PR #1095, opened 2019-04-30
Add child-src CSP header to awebpodcast to allow player embed.

jpetto:
We need to allow `https://heartthis.at` and `https://stats.heartthis.at` (and potentially other subdomians?) for the player `<iframe>` embed to work.

Will `*.heartthis.at` work for both cases above?

You can see the `<iframe>` code [here](https://github.com/mozilla/awebpodcast/blob/master/layouts/partials/episode-module.html#L43-L45).

Quick reference:

```
<iframe title="Jetzt {{ .Title }} hören." class="lazy-load" frameborder="0" height="200px" scrolling="no" seamless src="" data-src="https://hearthis.at/embed/{{ .Params.embed }}/transparent_black/?hcolor=&color=&style=2&block_size=2&block_space=1&background=1&waveform=0&cover=1&autoplay=0&css=" width="100%"></iframe>
<noscript>
    <iframe title="Jetzt {{ .Title }} hören." frameborder="0" height="200px" scrolling="no" seamless src="https://hearthis.at/embed/{{ .Params.embed }}/transparent_black/?hcolor=&color=&style=2&block_size=2&block_space=1&background=1&waveform=0&cover=1&autoplay=0&css=" width="100%"></iframe>
</noscript>
```


jpetto:
Here's the network log:

Screen Shot 2019-04-30 at 10 52 50 AM

I _think_ all the resources will be covered under `child-src`, as it's the `<iframe>` loading them. But maybe I'm wrong?

metadave:
> Will *.heartthis.at work for both cases above?

It seems like `*.heartthis.at` wouldn't catch `https://heartthis.at`

jpetto:
> It seems like `*.heartthis.at` wouldn't catch `https://heartthis.at`

Okay - I wasn't sure how generous that `*` would be. I'll update with another rule.

metadave:
@jpetto I'm fine applying the Terraform to see if it works for both domains.

metadave:
terraform applied

PR #1107, opened 2019-05-10
Allow player.simplecast.com on IRL

stephaniehobson:


metadave:
:+1:, Terraform applied

PR #1158, opened 2019-08-21
Added snippets cdn

limed:
Snippet CDN terraform code. This works with terraform 0.11.x


jgmize:
Worked with @limed to finish this up (thanks again!). This has now been applied and the next step is to schedule to move with AWS.

Issue #1042, opened 2019-02-26
transfer snippets CDN to MozMEAO AWS account


metadave:
@mozmeao/theconn let's talk about moving the snippets Cloudfront distribution from IT to the MozMEAO AWS account. MDN worked with AWS support to reuse the domain name, I think we'd need to do the same.

We would need:

- [ ] Terraform automation
- [ ] test plan
- [ ] stage CDN
- [ ] prod CDN

anything else?

https://github.com/mdn/infra/issues/112
https://github.com/mdn/infra/issues/43

cc @bensternthal

metadave:
This may impact snippets migration to GKE: https://github.com/mozmeao/infra/issues/1041

jgmize:
I think we should also discuss the cost, benefits, and estimated level of effort of migrating snippets to a new cloudfront distribution vs another CDN provider, such as Cloudflare.

metadave:
> I think we should also discuss the cost, benefits, and estimated level of effort of migrating snippets to a new cloudfront distribution vs another CDN provider, such as Cloudflare.

+1

glogiotatidis:
+1 I wanted to do this for a while!

Somewhat related is that I'm working on things like https://github.com/mozmeao/snippets-service/issues/841 which I expect to significantly reduce the CDN transfer costs.

jgmize:
This issue is also being tracked in https://jira.mozilla.com/browse/SRE-313 which is a medium priority issue in the [current IT SRE sprint](https://jira.mozilla.com/secure/RapidBoard.jspa?rapidView=95&view=planning) and @limed and I hope to find some time to work together on it this week.

glogiotatidis:
@jgmize could you please update on status?

jgmize:
@limed & I have some time on the calendar to work on this tomorrow morning. Next actions:
- [ ] set up a cert via ACM valid for `snippets.cdn.mozilla.net` and `snippets-prod-cdn.moz.works`
  - [ ] add DNS entry required for validation of domain cert for ACM
- [ ] update https://github.com/mozmeao/infra/pull/1158/files with the ARN of the new cert
- [ ] `terraform apply`
- [ ] add `snippets-prod-cdn.moz.works` DNS entry
- [ ] test distribution
- [ ] schedule move with AWS support

jgmize:
@glogiotatidis see above and https://github.com/mozmeao/infra/pull/1158#issuecomment-526343628 

[...]

PR #1159, opened 2019-09-04
snippets lambda

metadave:
This PR renames the `cdn` dir to `prod_cdn` and `stage_cdn` so that Lambda@Edge functions aren't deployed to prod, as it's now [in use](https://github.com/mozmeao/infra/issues/1042#issuecomment-528045185). Once we're ready to deploy to prod, the `stage_cdn` dir can be removed, and `prod_cdn` can be renamed to `cdn`.

@glogiotatidis I used one of the example Python lambda functions from [here](https://docs.aws.amazon.com/AmazonCloudFront/latest/DeveloperGuide/lambda-examples.html), but it's returning a 503 for some reason. I'll try to troubleshoot a bit more later in the week.

```
curl -I https://d177vs5g6znz6f.cloudfront.net/foobar123
HTTP/1.1 503 Service Unavailable
```


metadave:
https://github.com/mozmeao/infra/pull/1160

PR #1160, opened 2019-09-04
snippets lambda

metadave:
This PR renames the `cdn` dir to `prod_cdn` and `stage_cdn` so that Lambda@Edge functions aren't deployed to prod, as it's now [in use](https://github.com/mozmeao/infra/issues/1042#issuecomment-528045185). Once we're ready to deploy to prod, the `stage_cdn` dir can be removed, and `prod_cdn` can be renamed to `cdn`.

@glogiotatidis I used one of the example Python lambda functions from [here](https://docs.aws.amazon.com/AmazonCloudFront/latest/DeveloperGuide/lambda-examples.html), but it's returning a 503 for some reason. I'll try to troubleshoot a bit more later in the week.

```
curl -I https://d177vs5g6znz6f.cloudfront.net/foobar123
HTTP/1.1 503 Service Unavailable
```


apps/snippets/infra/global/lambda.py
```diff
@@ -0,0 +1,15 @@
+def lambda_handler(event, context):
+     response = event['Records'][0]['cf']['response']
```
glogiotatidis: This is a Origin Response example, that's why it wasn't working. I've made some changes via the console testing out some things. Once I get comfortable with lambda@edge i'll update terraform

metadave: that's what I get for copy/pasting code :-) thanks for looking into this @glogiotatidis!

glogiotatidis:
Can I have a couple of bullets on how to tf apply this?

metadave:
@glogiotatidis sent you a link to a gdrive dir that has a doc + video on how to get things running.

glogiotatidis:
@metadave Updated this branch with the current lambda setup and with a commit to fix #1167 . This is applied on production

glogiotatidis:
Also again thanks for the toolkit, really helpful!

PR #1178, opened 2019-10-29
Remove snippets lambda add custom 403

glogiotatidis:
This is for stage only and has been applied. 

See also https://github.com/mozmeao/snippets-service/issues/1112 and https://github.com/mozmeao/snippets-service/pull/1210


glogiotatidis:
Added configuration for 403 in production and applied.

PR #1231, opened 2020-03-04
Adding logging to the snippets elb

duallain:


tf/us-west-2/elbs.tf
```diff
@@ -264,6 +264,12 @@ resource "aws_elb" "snippets-admin" {
     "KubernetesCluster" = "oregon-b.moz.works"
     "Stack"             = "snippets-admin"
   }
+
+  access_logs {
+    bucket        = "mozmeao-elb-access-logs-us-west-2"
+    interval      = 60
```
metadave: are we ok with 60 minutes?

duallain: it looks like that's the default. I originally thought it was seconds, an hour does seem a little long.  I'll drop it to 15 minutes.

PR #1232, opened 2020-03-04
first draft of prometheus adr

duallain:


glogiotatidis:
nice write up, small, simple, precise. Helps us communicate async better. Thanks for doing this!

PR #1233, opened 2020-03-04
changing adr status

duallain:


duallain:
I believe the correct process is to mark these as Accepted, but I left them in draft.  This change is just to keep the adrs up to date with what I believe the process is.

metadave:
this is fine, I'm not too concerned about the status as we don't have a ton of ADRs at this point.

Regarding approval, we'll often have discussed an issue as a team before it becomes an ADR, so a simple +1 from anyone is fine in that case. If the ADR is a proposal and you're trying to get buy-in from the team, mention that on the PR and we'll try to reach concensus.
****************************************
Work to complete: Look for the string "transfer" in the entries above. Copy every line that has it.

Task response:
transfer snippets CDN to MozMEAO AWS account
Somewhat related is that I'm working on things like https://github.com/mozmeao/snippets-service/issues/841 which I expect to significantly reduce the CDN transfer costs.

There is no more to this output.